Give Customized Mannequin Import a strive within the Amazon Bedrock console right now and ship suggestions to AWS re:Post for Amazon Bedrock or via your ordinary AWS Help contacts.
Concerning the authors
Paras Mehra is a Senior Product Supervisor at AWS. He’s centered on serving to construct Amazon SageMaker Coaching and Processing. In his spare time, Paras enjoys spending time together with his household and highway biking across the Bay Space.
Jay Pillai is a Principal Options Architect at Amazon Net Providers. On this position, he capabilities because the Lead Architect, serving to companions ideate, construct, and launch Associate Options. As an Data Expertise Chief, Jay focuses on synthetic intelligence, generative AI, information integration, enterprise intelligence, and consumer interface domains. He holds 23 years of intensive expertise working with a number of shoppers throughout provide chain, authorized applied sciences, actual property, monetary providers, insurance coverage, funds, and market analysis enterprise domains.
Shikhar Kwatra is a Sr. Associate Options Architect at Amazon Net Providers, working with main World System Integrators. He has earned the title of one of many Youngest Indian Grasp Inventors with over 500 patents within the AI/ML and IoT domains. Shikhar aids in architecting, constructing, and sustaining cost-efficient, scalable cloud environments for the group, and help the GSI companions in constructing strategic trade options on AWS.
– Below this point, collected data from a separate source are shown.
Issue #240, opened 2018-08-29
1.2 draft


teamon:
## Tesla 1.2 Draft

This is an early draft of proposed changes for next version of tesla.
All feedback is more than welcome - the more I know how you all use this library the better it can become 💃 

There are three main points I'd like to tackle (A, B and C). This does not mean any other issues/improvements won't make it into the next release, these are the biggest & hardest ones. 

## A. Promote macro-less clients

Instead of 

```elixir
defmodule Github do
  use Tesla

  plug Tesla.Middleware.BaseUrl, "https://api.github.com"
  plug Tesla.Middleware.JSON

  adapter Tesla.Adapter.Hackney

  def repos, do: get("/repos")
end
```

use this one

```elixir
defmodule Github do
  @middleware [
    {Tesla.Middleware.BaseUrl, "https://api.github.com"},
    Tesla.Middleware.JSON
  ]

  @adapter Tesla.Adapter.Hackney

  def repos, do: Tesla.get(client(), "/repos")

  defp client, do: Tesla.client(@middleware, @adapter)
end
```

or with dynamic middleware/adapter

```elixir
defmodule MyApi do
  @default_middleware [
    {Tesla.Middleware.BaseUrl, "https://api.github.com"},
    Tesla.Middleware.JSON
  ]

  def items(client \\ new()), do: Tesla.get(client, "/items")

  def new(user_token, opts \\ []) do
    middleware = [{Tesla.Middleware.Headers, [{"authorization", "Bearer #{user_token}"}]}]
    Tesla.client(middleware ++ @default_middleware, opts[:adapter] || @adapter)
  end
end
```

The reasons for such change are (unordered):
- Do not worry about polluting your module with public `get/post/...`  functions
- No more name collision (I'm looking at you `delete` function)
- It becomes clear what happens with middleware arguments (#220)
- There is no difference in readability compared to the macro-based version
- It allows greater flexibility to decide on middleware/adapter at runtime (#219).

The changes required are very minimal:
- [x] Introduce `Tesla.client/1` and `Tesla.client/2` (Should it be called `Tesla.new`?)
- [x] Update adapter README with configuration examples
- [x] Update README and examples (while keeping the DSL docs!)

## ---

WDYT?

amatalai:
> Introduce Tesla.client/1 and Tesla.client/2 (Should it be called Tesla.new?)

I vote for `client`. Tesla.new would be a good name if it was supposed to create `%Tesla{}` struct

[...]

PR #243, opened 2018-09-07
Expose the timeout parameter in ibrowse

argl:
Allow passing a :timeout option to the ibrowse adapter, otherwise it will always use its hardcoded 30 second limit.

Example:
```
client =Tesla.build_client()
get(client, "/something", opts: [adapter: [timeout: 120_000]])
```


teamon:
This aligns nicely with #240, thanks!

Claudio Mazzoni is a Sr GenAI Specialist Options Architect at AWS engaged on world class purposes guiding costumers via their implementation of GenAI to achieve their targets and enhance their enterprise outcomes. Exterior of labor Claudio enjoys spending time with household, working in his backyard and cooking Uruguayan meals.
Yanyan Zhang is a Senior Generative AI Knowledge Scientist at Amazon Net Providers, the place she has been engaged on cutting-edge AI/ML applied sciences as a Generative AI Specialist, serving to prospects leverage GenAI to attain their desired outcomes. Yanyan graduated from Texas A&M College with a Ph.D. diploma in Electrical Engineering. Exterior of labor, she loves touring, understanding and exploring new issues.
Simon Zamarin is an AI/ML Options Architect whose primary focus helps prospects extract worth from their information property. In his spare time, Simon enjoys spending time with household, studying sci-fi, and dealing on numerous DIY home initiatives.
Rupinder Grewal is a Senior AI/ML Specialist Options Architect with AWS. He presently focuses on serving of fashions and MLOps on Amazon SageMaker. Previous to this position, he labored as a Machine Studying Engineer constructing and internet hosting fashions. Exterior of labor, he enjoys taking part in tennis and biking on mountain trails.